Work instruction:
From the records below, transcribe only the lines running from the one with "--- a/battery-service/src/context.rs" through the one with "-type BatteryResponse = Result<ContextResponse, ContextError>;". Keep both of those end lines.

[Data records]

PR #263, opened 2025-04-24
espi-service: add echoing of OOB messages on port1

jerrysxie:


espi-service/src/espi_service.rs
```diff
@@ -202,10 +203,31 @@ pub async fn espi_service(mut espi: espi::Espi<'static>, memory_map_buffer: &'st
...
 
-                espi.complete_port(1).await;
+                // Assume port1 is used for OOB messages and start from 0x2000_0200
+                // If this changes, we need to update the offset in the eSPI driver
+                let data = unsafe {
+                    let start_oob_data = 0x2000_0200 as *const u8 as *mut u8;
+                    let espi_oob_len = 0x200;
+
+                    slice::from_raw_parts_mut(start_oob_data, espi_oob_len)
+                };
```
asasine, line 216: Can these magic numbers be pulled from somewhere shared with the eSPI driver? Otherwise, the opportunity for UB here looks amazingly likely.

jerrysxie: I was thinking along the same lines. We would have to make some updates to the eSPI HAL driver to expose this. Currently we need this for OOB testing so it is a temporary solution for now.

Created an issue to expose API from the eSPI HAL driver: https://github.com/OpenDevicePartnership/embassy-imxrt/issues/405

asasine (approved):
Copilot's suggestion is goodness

RobertZ2011 (approved):

PR #266, opened 2025-04-25
Battery Service bug and QoL fixes, and fix battery examples

tullom:
Battery service examples were broken due to recent battery service overhaul change. This PR fixes the battery service examples and updates them to use the new state machine.

Battery bug fixes and quality of life updates are baked into this PR as a separate commit as well.

### DIFF
--- a/battery-service/src/context.rs
+++ b/battery-service/src/context.rs
@@ -80,7 +80,7 @@ pub enum ContextError {
 }
 
 /// External battery service context response.
-type BatteryResponse = Result<ContextResponse, ContextError>;
+pub type BatteryResponse = Result<ContextResponse, ContextError>;
 
 /// External battery state machine event wrapper.
 #[derive(Debug, Clone, Copy, PartialEq, Eq)]
@@ -107,7 +107,7 @@ impl Context {
             state: RefCell::new(State::NotPresent),
             battery_event: Channel::new(),
             battery_response: Channel::new(),
-            state_machine_timeout_ms: Duration::from_millis(10000),
+            state_machine_timeout_ms: Duration::from_secs(120),
         }
     }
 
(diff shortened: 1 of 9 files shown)


tullom:
PR is ready for review, broken workflows are fixed. Pipelines still failing because the fixes are chunked up into commits. Once code review is finished, I will squash all commits and merge the PR as one commit

battery-service/src/device.rs
```diff
@@ -117,7 +117,19 @@ pub struct Device {
...
 
 impl Device {
-    // Get device ID.
+    pub fn new(id: DeviceId) -> Self {
+        Self {
+            node: embedded_services::Node::uninit(),
+            id,
+            command: Channel::new(),
+            response: Channel::new(),
+            dynamic_battery_cache: Cell::new(DynamicBatteryMsgs { ..Default::default() }),
```
jerrysxie, line 132: Why does these members need to be `cell`？

Please add more description to the commit message on how do these changes improve the quality of life.

battery-service/src/lib.rs
```diff
@@ -49,7 +49,7 @@ impl comms::MailboxDelegate for Service {
     }
 }
 
-static SERVICE: OnceLock<Service> = OnceLock::new();
+pub static SERVICE: OnceLock<Service> = OnceLock::new();
```
jerrysxie, line 52: Why is this public? Why do we want to expose this to all clients?

battery-service/src/device.rs
tullom: These need to be cell so that the battery caches can be changed in functions with only an immutable reference to self (interior mutability).

I added changelog to the first commit's message, describing each change.

battery-service/src/lib.rs
tullom: This needs to be exposed so other subsystems can receive response messages from the battery service. Alternatively, it provides a way of sending commands not through the comms system.  This is due to the limitation in the comms system that our `receive` fn is not async.

felipebalbi (approved):

battery-service/src/lib.rs
jerrysxie: Does `receive` fn need to be async or just have back pressure? If we allow back pressure in receive and allow the sender to retry, do we still need this? Make this `pub` expose quite a bit of API surface to all clients.

battery-service/src/context.rs
```diff
@@ -118,32 +118,30 @@ impl Context {
...
+            },
+            Err(_) => {
+                error!("Battery state machine timeout!");
+                // Should be infalliable
+                let _ = self
+                    .do_state_machine(BatteryEvent {
+                        event: BatteryEventInner::Timeout,
+                        device_id: event.device_id,
+                    })
+                    .await;
```
asasine, line 141: If that's the case, `.expect("Error type is Infallible")` is appropriate instead of swallowing the result.

battery-service/src/device.rs
```diff
@@ -117,7 +123,19 @@ pub struct Device {
...
```
asasine, line 132: `core::cell::Cell` implements `Default` if `T: Default` so this can be `Cell::default()` or `Default::default()`.

You could also use `..Default::default()` at the end of the `Self` construction to not have to specify these by hand.

examples/rt633/src/bin/espi_battery.rs
```diff
@@ -3,42 +3,195 @@
...
+        todo!()
+    }
+
+    async fn ping(&mut self) -> Result<(), Self::ControllerError> {
+        info!("Ping!");
+        Ok(())
+    }
+
+    fn get_timeout(&self) -> Duration {
+        todo!()
```
asasine, line 188: Is this a todo for this PR or really more of an `unimplemented!()`?

asasine (approved):
Just minor things

battery-service/src/context.rs
tullom: Done.

examples/rt633/src/bin/espi_battery.rs
tullom: It should be unimplemented for now. Replaced `todo!()`s with `unimplemented!()`

battery-service/src/device.rs
tullom: Oh thats neat. Changed to `Cell::default()`

battery-service/src/lib.rs
tullom: Technically we need async because we need to await a response from the battery-service. However, I looked into this and exposed a limited set of functions to interface with the battery service as module level functions. So i have made `SERVICE` private again. Good catch with this comment.

jerrysxie (approved):

asasine (approved):

PR #273, opened 2025-05-01
type-c example: Pass in interrupts by slice rather than array

tullom:
Fixes broken example and broken CI


felipebalbi (approved):
heh, a mutable slice of mutable references. Just rolls off the tongue, doesn't it? LOL

RobertZ2011 (approved):

PR #274, opened 2025-05-02
Fix rt685-evk type-c example with new embassy-imxrt i2c config

tullom:
https://github.com/OpenDevicePartnership/embassy-imxrt/pull/398 broke how we instantiate I2C buses, this PR fixes the type-c example.

### DIFF
--- a/examples/rt685s-evk/src/bin/type_c.rs
+++ b/examples/rt685s-evk/src/bin/type_c.rs
@@ -6,7 +6,7 @@ use defmt::info;
 use embassy_embedded_hal::shared_bus::asynch::i2c::I2cDevice;
 use embassy_executor::Spawner;
 use embassy_imxrt::gpio::{Input, Inverter, Pull};
-use embassy_imxrt::i2c::master::{I2cMaster, Speed};
+use embassy_imxrt::i2c::master::{Config, I2cMaster};
 use embassy_imxrt::i2c::Async;
 use embassy_imxrt::{bind_interrupts, peripherals};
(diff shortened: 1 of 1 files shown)


jerrysxie (dismissed):

examples/rt685s-evk/src/bin/type_c.rs
```diff
@@ -139,8 +139,12 @@ async fn main(spawner: Spawner) {
 
     let int_in = Input::new(p.PIO1_7, Pull::Up, Inverter::Disabled);
     static BUS: OnceLock<Mutex<NoopRawMutex, BusMaster<'static>>> = OnceLock::new();
+    let config = embassy_imxrt::i2c::master::Config {
+        speed: embassy_imxrt::i2c::master::Speed::Standard,
+        duty_cycle: embassy_imxrt::i2c::master::DutyCycle::new(50).unwrap(),
+    };
```
felipebalbi, line 145: isn't this, basically, the default implementation? (apart from duty cycle being 40 by default, probably no difference). Do you mind trying passing `Default::default()` as the config argument?

felipebalbi (changes requested):

asasine (dismissed):

examples/rt685s-evk/src/bin/type_c.rs
tullom: Done.

jerrysxie (approved):

jerrysxie:
Bypass policy and merge since this is a trivial change to fix the workflows.

PR #278, opened 2025-05-05
Fix cargo clippy warnings

### LINKED ISSUE #247: Update empty log macro implementations so they don't result in empty branch clippy warnings
The log macro wrappers provide an empty implementation when neither `log` or `defmt` is enabled. Several checks end up running with no features enabled so these empty implementations can get used. This can result in false clippy warnings with code like
```
if a {
    info!("Message A");
} else {
    info!("Message B");
}
```

Clippy will warning that both blocks here are empty/the same. See if we can change the empty macro implementation to either naturally suppress this warning or explicitly suppress it with a linter hint.

kurtjd:
This PR addresses all `cargo clippy` warnings.

Resolves #247

### DIFF
--- a/embedded-service/src/fmt.rs
+++ b/embedded-service/src/fmt.rs
@@ -11,6 +11,7 @@ mod defmt {
     macro_rules! trace {
         ($s:literal $(, $x:expr)* $(,)?) => {
             {
+                let _ = ($s, $( &$x ),*);
                 ::defmt::trace!($s $(, $x)*);
             }
         };
@@ -22,6 +23,7 @@ mod defmt {
     macro_rules! debug {
         ($s:literal $(, $x:expr)* $(,)?) => {
             {
+                let _ = ($s, $( &$x ),*);
                 ::defmt::debug!($s $(, $x)*);
             }
         };
@@ -33,6 +35,7 @@ mod defmt {
     macro_rules! info {
         ($s:literal $(, $x:expr)* $(,)?) => {
             {
+                let _ = ($s, $( &$x ),*);
                 ::defmt::info!($s $(, $x)*);
             }
         };
@@ -44,6 +47,7 @@ mod defmt {
     macro_rules! warn {
         ($s:literal $(, $x:expr)* $(,)?) => {
             {
+                let _ = ($s, $( &$x ),*);
                 ::defmt::warn!($s $(, $x)*);
             }
         };
@@ -55,6 +59,7 @@ mod defmt {
     macro_rules! error {
         ($s:literal $(, $x:expr)* $(,)?) => {
             {
+                let _ = ($s, $( &$x ),*);
                 ::defmt::error!($s $(, $x)*);
             }
         };
@@ -128,7 +133,7 @@ mod none {
     macro_rules! trace {
         ($s:literal $(, $x:expr)* $(,)?) => {
             {
-                let _ = ($( & $x ),*);
+                let _ = ($s, $( &$x ),*);
             }
         };
     }
@@ -139,7 +144,7 @@ mod none {
     macro_rules! debug {
         ($s:literal $(, $x:expr)* $(,)?) => {
             {
-                let _ = ($( & $x ),*);
+                let _ = ($s, $( &$x ),*);
             }
         };
     }
@@ -150,7 +155,7 @@ mod none {
     macro_rules! info {
         ($s:literal $(, $x:expr)* $(,)?) => {
             {
-                let _ = ($( & $x ),*);
+                let _ = ($s, $( &$x ),*);
             }
         };
     }
@@ -161,7 +166,7 @@ mod none {
     macro_rules! warn {
         ($s:literal $(, $x:expr)* $(,)?) => {
             {
-                let _ = ($( & $x ),*);
+                let _ = ($s, $( &$x ),*);
             }
         };
     }
@@ -172,7 +177,7 @@ mod none {
     macro_rules! error {
         ($s:literal $(, $x:expr)* $(,)?) => {
             {
-                let _ = ($( & $x ),*);
+                let _ = ($s, $( &$x ),*);
             }
         };
     }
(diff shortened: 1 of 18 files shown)


RobertZ2011 (approved):

RobertZ2011:
> EXCEPT for await_holding_refcell_ref warnings as more clarification is needed if this is intentional and it is confirmed the risk of runtime panics is mitigated

These are intentional. At least in what I've written there shouldn't be any panics because the borrow happens at a single location and then the mutable reference is passed as an argument to other functions. But I'm open to switching over to synchronization types. I mostly avoided them because this code only runs in its own task and there may have been some situations where an async mutex lock wasn't compatible due to needing to be called in a non-async function.

kurtjd:
> > EXCEPT for await_holding_refcell_ref warnings as more clarification is needed if this is intentional and it is confirmed the risk of runtime panics is mitigated
> 
> These are intentional. At least in what I've written there shouldn't be any panics because the borrow happens at a single location and then the mutable reference is passed as an argument to other functions. But I'm open to switching over to synchronization types. I mostly avoided them because this code only runs in its own task and there may have been some situations where an async mutex lock wasn't compatible due to needing to be called in a non-async function.

Sounds good, makes sense to me! I can just add an explicit clippy `allow` for this to suppress the warnings if everyone is okay with that.

type-c-service/src/task.rs
```diff
@@ -83,6 +83,7 @@ impl Service {
                 connected: status.is_connected(),
             };
 
+            #[allow(clippy::if_same_then_else)]
```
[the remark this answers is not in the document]
RobertZ2011: See this bug for some background: https://github.com/OpenDevicePartnership/embedded-services/issues/247. @kurtjd you might also see if moving this into the empty log macro definitions works to suppress the warning. Then we would be able to close out that bug as well.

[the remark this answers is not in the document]
madeleyneVaca: gotcha. Thanks for the context!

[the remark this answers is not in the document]
kurtjd: Thanks Robert, didn't see that issue. I will see if I can move the `allow` tag further into the macro itself.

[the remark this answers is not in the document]
kurtjd: I was able to resolve this warning in the empty log functions by replacing:

```rust
let _ = ($( & $x ),*);
```

with:

```rust
let _ = ($s, $( &$x ),*);
```

However, when clippy is ran with the ```defmt``` feature, the warning is still generated, but strangely not the case when ran with the `log` feature. I couldn't really find a satisfying reason why, so I simply added the noop:

```rust
let _ = ($s, $( &$x ),*);
```

to the defmt log macros which worked.

kurtjd:
> > EXCEPT for await_holding_refcell_ref warnings as more clarification is needed if this is intentional and it is confirmed the risk of runtime panics is mitigated
> 
> These are intentional. At least in what I've written there shouldn't be any panics because the borrow happens at a single location and then the mutable reference is passed as an argument to other functions. But I'm open to switching over to synchronization types. I mostly avoided them because this code only runs in its own task and there may have been some situations where an async mutex lock wasn't compatible due to needing to be called in a non-async function.

I decided to add the lint suppression to each offending method (as opposed to the crate as a whole) just to keep the scope narrow, but can do the opposite if it feels too cluttered.

kurtjd:
The cargo vet error appears to be a problem on the server side? No dependencies were changed from main nor between force pushes.

jerrysxie (approved):

embedded-service/src/fmt.rs
```diff
@@ -139,7 +144,7 @@ mod none {
     macro_rules! debug {
         ($s:literal $(, $x:expr)* $(,)?) => {
             {
-                let _ = ($( & $x ),*);
+                let _ = ($s, $( &$x ),*);
```
madeleyneVaca, line 147: making sure I understand. This is so that in the "empty" cases, the parameters of the macros are technically "used" by this tuple that's created so they aren't flagged by clippy?

separately and maybe more of a @RobertZ2011 question. I understand the * usage in the macro definition so that we can have strings formatted with multiple args. but I'm not sure I understand it's usage in the tuple on this line

kurtjd: That's my understanding, yeah. And I believe it shouldn't result in any actual generated code when compiled since it's effectively a noop (though if someone passes a function with side-effects as a parameter then hm, maybe code would be generated, so I'll double check).

For the * usage, my understanding is that this basically expands the parameters into comma-separated values within the tuple, thus making it seem like each parameter is being "used" as well, but Robert probably knows more.

madeleyneVaca: I think what's throwing me off is that this is written as `( &$x ),*` where the comma is outside the parentheses for the `$x` reference instead of inside the parentheses like first usage of `*`

madeleyneVaca: [macro_rules! - The Little Book of Rust Macros](https://fprijate.github.io/tlborm/mbe-macro-rules.html#repetitions)
the * repeats both the `(blah)` and the `,` wherein it's treating `,` as the separator. I was thinking in regex

RobertZ2011: I mostly based that on how Embassy handles a similar situation, but my understand is the same as what Kurtis commented: it expands to a comma separated list. Macro syntax is weird in general unfortunately.

kurtjd: To give an example from the output of `cargo expand`:

```rust
debug!("hello world: {}, {}, {}", 1, 2, 3);
```

expands to:

```rust
let _ = ("hello world: {}, {}, {}", &1, &2, &3);
```

when the macro is as follows:

```rust
    /// Logs a debug message using the underlying logger
    #[macro_export]
    #[collapse_debuginfo(yes)]
    macro_rules! debug {
        ($s:literal $(, $x:expr)* $(,)?) => {
            {
                let _ = ($s, $( &$x ),*);
            }
        };
    }
```

PR #129, opened 2023-03-21
refactor: delete `transferprocess-sftp` as it was not used

paullatzelsperger:
## WHAT
deletes the `transferprocess-sftp-*` modules

## WHY 
they were not used

## Further notes
- added a retry feature to the `helm install` script of the business tests


paullatzelsperger:
builds are broken due to https://github.com/eclipse-edc/GradlePlugins/pull/106

florianrusch-zf:
Do you know the reason why this was implemented in the past?

paullatzelsperger:
> Do you know the reason why this was implemented in the past?

I don't, but I assume it was a first implementation to have _something_ usable, without the need to provision an S3 bucket or an Azure Blobstore

florianrusch-zf:
**Before we merge this**: I would like to speak within the team about it. I would like to understand, why this was added in the past

paullatzelsperger:
> **Before we merge this**: I would like to speak within the team about it. I would like to understand, why this was added in the past

I found no usages of it within the project, and according to @stefan-ettl no outside party is using it either. so we can go ahead with merging this.

bcronin90:
> Do you know the reason why this was implemented in the past?

Support for SFTP data transfer was a requirement in the past. If it's now a requirement not to support it, go ahead and delete it. I would however ask, what our goals are here. They seem to be rather volatile.

florianrusch-zf:
As it was never used in the control-/data-plane I'm fine with dropping it.

paullatzelsperger:
> > Do you know the reason why this was implemented in the past?
> 
> Support for SFTP data transfer was a requirement in the past. If it's now a requirement not to support it, go ahead and delete it. I would however ask, what our goals are here. They seem to be rather volatile.

The goal I'm pursuing here are to not maintain unused/dead code.

bcronin90:
> > > Do you know the reason why this was implemented in the past?
> > 
> > 
> > Support for SFTP data transfer was a requirement in the past. If it's now a requirement not to support it, go ahead and delete it. I would however ask, what our goals are here. They seem to be rather volatile.
> 
> The goal I'm pursuing here are to not maintain unused/dead code.

I had gathered as much. I am referring to requirements from Catena-side. We had a task to create this extension. Thus we created it. If it's now supposed to be removed, that's a shame, but fine by me. But only if the initial requirement no longer exists. I assume this feature was requested with some reason behind it.

Maybe someone with a better perspective in the project like @stefan-ettl can comment on this? What's the plan here? Do we need this or do we not?

paullatzelsperger:
Update from @stefan-ettl: apparently the TransferProcess-SFTP module(s) are still needed by a stakeholder, so I'll remove the deletion from the PR, and update the description accordingly.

Answer:
--- a/battery-service/src/context.rs
+++ b/battery-service/src/context.rs
@@ -80,7 +80,7 @@ pub enum ContextError {
 }
 
 /// External battery service context response.
-type BatteryResponse = Result<ContextResponse, ContextError>;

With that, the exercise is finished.